● **What to work on**
Starting at the top of the data and ending with the line that holds "-> Result<Option<Box<ChainInfo>>, ChainClientError>", transcribe each line exactly; include both ends.

● **Stored data**
PR #4799, opened 2025-10-14
Process epoch changes and events every time a block is executed

bart-linera:
## Motivation

We would only process epoch changes and event streams when explicitly processing the inbox, which means it was possible eg. for users to unintentionally skip epoch updates while keeping proposing blocks on their chains.

## Proposal

Process epoch changes (and any other relevant event streams) every time a block is proposed.

## Test Plan

CI

## Release Plan

    - be released in a new SDK,

## Links

### DIFF
--- a/linera-core/src/client/mod.rs
+++ b/linera-core/src/client/mod.rs
@@ -402,19 +402,12 @@ impl<Env: Environment> Client<Env> {
     ) -> Result<Option<Box<ChainInfo>>, ChainClientError> {
         let mut last_info = None;
         // First load any blocks from local storage, if available.
-        let mut hashes = Vec::new();
-        let mut next_height = BlockHeight::ZERO;
-        {
-            let chain = self.local_node.chain_state_view(chain_id).await?;
-            next_height = next_height.max(chain.tip_state.get().next_block_height);
-            while next_height < stop {
-                let Some(hash) = chain.preprocessed_blocks.get(&next_height).await? else {
-                    break;
-                };
-                hashes.push(hash);
-                next_height = next_height.try_add_one()?;
-            }
-        }
+        let chain_info = self.local_node.chain_info(chain_id).await?;
+        let mut next_height = chain_info.next_block_height;
+        let hashes = self
+            .local_node
+            .get_preprocessed_block_hashes(chain_id, next_height, stop)
+            .await?;
         let certificates = self
             .storage_client()
             .read_certificates(hashes.clone())
@@ -628,7 +621,7 @@ impl<Env: Environment> Client<Env> {
         let certificate = self
             .communicate_chain_action(committee, finalize_action, hashed_value)
             .await?;
-        self.receive_certificate(certificate.clone(), ReceiveCertificateMode::AlreadyChecked)
+        self.receive_certificate_with_checked_signatures(certificate.clone())
             .await?;
         Ok(certificate)
     }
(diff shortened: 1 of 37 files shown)


linera-core/src/client/mod.rs
```diff
@@ -2164,75 +2164,6 @@ impl<Env: Environment> ChainClient<Env> {
         Ok(info)
     }
 
-    /// Submits a fast block proposal to the validators.
-    ///
-    /// This must only be used with valid epoch and super owner.
-    #[instrument(level = "trace", skip(committee, operations))]
-    pub async fn submit_fast_block_proposal(
```
afck, line 2129: Good catch!

linera-core/src/client/mod.rs
```diff
@@ -2790,17 +2727,46 @@ impl<Env: Environment> ChainClient<Env> {
         }
     }
 
+    /// Creates a vector of transactions which, in addition to the provided operations,
+    /// also contains epoch changes, receiving message bundles and event stream updates
+    /// (if there are any to be processed).
+    #[instrument(level = "trace", skip(operations))]
+    async fn prepend_epochs_messages_and_events(
```
deuszx, line 2702: Would we ever want to process operations (propose blocks) without prepending the epoch messages and events? If not then maybe there's no need to give it this special name. It makes it look like there's an alternative when we don't do that.

Maybe `prepare_transactions` and appropraite comment is more readable.

linera-core/src/client/mod.rs
deuszx, line 2129: This was unused?

bart-linera: Yes, but not caught by the linters, because it was `pub`.

linera-core/src/client/mod.rs
bart-linera: We probably wouldn't, but I actually think this makes for a proper descriptive name - it tells you exactly what the function does, so I'd prefer to leave it as is.

deuszx: Then you should call it `prepend_epochs_messages_and_events_and_map_to_transactions` to really _really_ tell me exactly what the function does.

linera-core/src/client/mod.rs
```diff
@@ -2765,16 +2716,10 @@ impl<Env: Environment> ChainClient<Env> {
             ClientOutcome::Committed(None) => {}
         }
 
-        let incoming_bundles = self.pending_message_bundles().await?;
-        let identity = self.identity().await?;
-        let confirmed_value = self
-            .new_pending_block(incoming_bundles, operations, blobs, identity)
-            .await?;
+        let value = self.new_pending_block(transactions, blobs).await?;
```
deuszx: Why not call it `block`?

bart-linera: I guess I wanted to minimize the changes, but I can change it to `block`.

afck (approved):

linera-core/src/client/mod.rs
```diff
@@ -2790,17 +2735,46 @@ impl<Env: Environment> ChainClient<Env> {
         }
     }
 
+    /// Creates a vector of transactions which, in addition to the provided operations,
+    /// also contains epoch changes, receiving message bundles and event stream updates
+    /// (if there are any to be processed).
```
deuszx, line 2698: More important than saying what it does is explaining why it does it and when we should call it.

deuszx (approved):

● **Solution to this problem**
PR #4799, opened 2025-10-14
Process epoch changes and events every time a block is executed

bart-linera:
## Motivation

We would only process epoch changes and event streams when explicitly processing the inbox, which means it was possible eg. for users to unintentionally skip epoch updates while keeping proposing blocks on their chains.

## Proposal

Process epoch changes (and any other relevant event streams) every time a block is proposed.

## Test Plan

CI

## Release Plan

    - be released in a new SDK,

## Links

### DIFF
--- a/linera-core/src/client/mod.rs
+++ b/linera-core/src/client/mod.rs
@@ -402,19 +402,12 @@ impl<Env: Environment> Client<Env> {
     ) -> Result<Option<Box<ChainInfo>>, ChainClientError> {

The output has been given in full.